# deprecated api



## Guest (19. Jan 2006)

hallo,
ich baue gerade mein erstes gui mit javax.swing.* und java.awt.* funktioniert auch, aber netbeans gibt mir beim compilen die meldung: Main.java uses or overrides a deprecated API.

sind javax.swing oder java.awt deprecated? gibt es eine neue möglichkeit guis zu bauen oder wie?


----------



## AlArenal (19. Jan 2006)

Nicht die ganzen Pakete sind veraltet, aber einige Klassen, etc.

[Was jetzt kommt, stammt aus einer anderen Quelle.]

PR #1728, opened 2024-09-24
[17.0][ADD] product_identification.

Murtaza-OSI:


product_identification/models/productid_category.py
```diff
@@ -0,0 +1,8 @@
+from odoo import fields, models
+
+
+class ProductIdCategory(models.Model):
+    _name = "product.product.id_category"
```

Anstatt mit * zu importieren, solltest du die Klasse lieber einzelne impoprtieren (vermutlich gibts dafür in Netbeans auch nen Menüpunkt, ne Einstellung oder Tastenkombi, so wie Strg-Shift-O in Eclipse), dann wird er dir schon zeigen welche Klassen er konkret meint.


----------



## Illuvatar (19. Jan 2006)

Kompilier mal mit -deprecated, das sagt dir dann genau, was du veraltetes verwendest.
Ins Blaue geraten vermute ich, du verwendest Window#show statt Window#setVisible.


----------



## Gast (19. Jan 2006)

aah! gut geraten, ich hab show() verwendet. mit setVisible klappt es ohne warnung. super, vielen dank!


----------